### EXERCISE INSTRUCTIONS
Retype exactly the lines that run from the line with "- Only leaf.scss is in the 'sass' folder" to the final line of the entries, keeping both ends and nothing else.

### MATERIAL PROVIDED
..............................
PR #896, opened 2020-04-09
1302-3: Change Directory Where CSS is Compiled

cameron-chilton:
- Edited gulpfile to compile CSS into 'libs/css'
- Only leaf.scss is in the 'sass' folder


cameron-chilton:
didn't base off dev in PR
..............................
### TASK OUTPUT
- Only leaf.scss is in the 'sass' folder


cameron-chilton:
didn't base off dev in PR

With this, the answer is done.